### PROBLEM TO WORK ON
A single number is required: how many lines in the entries hold the word "other".

[Data records]
++++++++++++++++++++

PR #314, opened 2022-02-17
Interfaces, classes and methods for making fruit store shop's work re…

Liubov-Chernohor:
…port were implemented

### DIFF
--- a/result.csv
+++ b/result.csv
@@ -1,0 +1,3 @@
+fruit,quantity
+banana,152
+apple,70
--- a/src/main/java/core/basesyntax/dao/FruitShopDaoImpl.java
+++ b/src/main/java/core/basesyntax/dao/FruitShopDaoImpl.java
@@ -1,0 +1,44 @@
+package core.basesyntax.dao;
+
+import core.basesyntax.db.Storage;
+import core.basesyntax.service.Operation;
+import core.basesyntax.service.OperationStrategy;
+import core.basesyntax.service.operations.OperationService;
+import java.util.Arrays;
+import java.util.List;
+import java.util.Map;
+
+public class FruitShopDaoImpl implements FruitShopDao {
+    private OperationService operationService;
+
+    @Override
+    public void updateStorage(String data) {
+        List<String> dataToList = Arrays.asList(data.split(System.lineSeparator()));
+        dataToList.stream()
+                .map(s -> s.split(","))
+                .forEach(arr -> {
+                    operationService = OperationStrategy
+                            .getOperationType(getOperationValue(arr[0]));
+                    operationService.operate(arr[1], Integer.parseInt(arr[2]));
+                });
+    }
+
+    @Override
+    public String getDataFromStorage() {
+        StringBuilder dataFromStorage = new StringBuilder();
+        for (Map.Entry<String, Integer> entry : Storage.fruits.entrySet()) {
+            dataFromStorage.append(entry.getKey())
+                    .append(",")
+                    .append(entry.getValue())
+                    .append(System.lineSeparator());
+        }
+        return dataFromStorage.toString();
+    }
+
+    private Operation getOperationValue(String str) {
+        return Arrays.stream(Operation.values())
+                .filter(operation -> operation.getOperation().equals(str))
+                .findFirst()
+                .get();
+    }
+}
--- a/src/main/java/core/basesyntax/service/OperationStrategy.java
+++ b/src/main/java/core/basesyntax/service/OperationStrategy.java
@@ -1,0 +1,22 @@
+package core.basesyntax.service;
+
+import core.basesyntax.service.operations.Expense;
+import core.basesyntax.service.operations.Income;
+import core.basesyntax.service.operations.OperationService;
+import java.util.HashMap;
+import java.util.Map;
+
+public class OperationStrategy {
+    private static Map<Operation, OperationService> events = new HashMap<>(4);
+
+    static {
+        events.put(Operation.RETURN, new Expense());
+        events.put(Operation.BALANCE, new Income());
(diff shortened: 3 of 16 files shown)


result.csv
```diff
@@ -0,0 +1,3 @@
+fruit,quantity
+banana,152
+apple,70
```
LinkClink, line 3: Incorrect

src/main/java/core/basesyntax/service/OperationStrategy.java
```diff
@@ -0,0 +1,22 @@
...
+public class OperationStrategy {
+    private static Map<Operation, OperationService> events = new HashMap<>(4);
+
+    static {
+        events.put(Operation.RETURN, new Expense());
+        events.put(Operation.BALANCE, new Income());
+        events.put(Operation.PURCHASE, new Expense());
+        events.put(Operation.SUPPLY, new Income());
+    }
+
```
LinkClink, line 18: (only recommendation)
 I think you should initialisation this map with operation in main class

src/main/java/core/basesyntax/service/OperationStrategy.java
```diff
@@ -0,0 +1,22 @@
...
+import core.basesyntax.service.operations.Income;
+import core.basesyntax.service.operations.OperationService;
+import java.util.HashMap;
+import java.util.Map;
+
+public class OperationStrategy {
+    private static Map<Operation, OperationService> events = new HashMap<>(4);
+
+    static {
+        events.put(Operation.RETURN, new Expense());
```
LinkClink, line 13: r (RETURN) it is addition operation, you should paste here **Income()** strategy.

r - return, means someone who have bought the fruits now returns them back

src/main/java/core/basesyntax/service/OperationStrategy.java
Liubov-Chernohor: I think filling this Map shouldn't depend on the user. The keys are predefined constants, their values also couldn't change, that's why, I think, this Map should be initialized at class load time.

LinkClink (approved):
Good

src/main/java/core/basesyntax/dao/FruitShopDaoImpl.java
```diff
@@ -0,0 +1,44 @@
...
+                    .append(System.lineSeparator());
+        }
+        return dataFromStorage.toString();
+    }
+
+    private Operation getOperationValue(String str) {
+        return Arrays.stream(Operation.values())
+                .filter(operation -> operation.getOperation().equals(str))
+                .findFirst()
+                .get();
```
AlexRozv, line 42: can we use HashMap mathod get here instead of using stream?
do the same in other methods where possible

src/main/java/core/basesyntax/dao/FruitShopDaoImpl.java
```diff
@@ -0,0 +1,44 @@
...
+import java.util.Map;
+
+public class FruitShopDaoImpl implements FruitShopDao {
+    private OperationService operationService;
+
+    @Override
+    public void updateStorage(String data) {
+        List<String> dataToList = Arrays.asList(data.split(System.lineSeparator()));
+        dataToList.stream()
+                .map(s -> s.split(","))
```
AlexRozv, line 18: it's better to seprate logic that parses our data because our format of incoming data file may change and will have to change this logic here, but this class should be only responsible for working with storage, fix it in other methods as well

src/main/java/core/basesyntax/dao/FruitShopDaoImpl.java
```diff
@@ -0,0 +1,44 @@
...
+
+import core.basesyntax.db.Storage;
+import core.basesyntax.service.Operation;
+import core.basesyntax.service.OperationStrategy;
+import core.basesyntax.service.operations.OperationService;
+import java.util.Arrays;
+import java.util.List;
+import java.util.Map;
+
+public class FruitShopDaoImpl implements FruitShopDao {
```
AlexRozv, line 11: let's rename it to FruitDao because we're representing storage of fruits here

src/main/java/core/basesyntax/service/operations/Expense.java
```diff
@@ -0,0 +1,11 @@
+package core.basesyntax.service.operations;
+
+import core.basesyntax.db.Storage;
+
+public class Expense implements OperationService {
```
AlexRozv, line 5: let's rename OperationService to OperationHandler and Expense to ExpenseOperationHandler to keep our naming consistent and stick to the strategy pattern
do the same for other implementations

src/main/java/core/basesyntax/service/report/DailyReport.java
```diff
@@ -0,0 +1,15 @@
+package core.basesyntax.service.report;
+
+import core.basesyntax.service.file.FIleWriterService;
+import java.io.File;
+
+public class DailyReport implements ReportMaker {
```
AlexRozv, line 6: DailyReport -> ReportMakerImpl
consistant naming

AlexRozv (changes requested):

src/main/java/core/basesyntax/dao/FruitShopDaoImpl.java
```diff
@@ -0,0 +1,44 @@
...
+        }
+        return dataFromStorage.toString();
+    }
+
+    private Operation getOperationValue(String str) {
+        return Arrays.stream(Operation.values())
+                .filter(operation -> operation.getOperation().equals(str))
+                .findFirst()
+                .get();
+    }
```
AlexRozv, line 43: let's move this method inside our enum class

AlexRozv (approved):
good job 👌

++++++++++++++++++++

### RESULT
3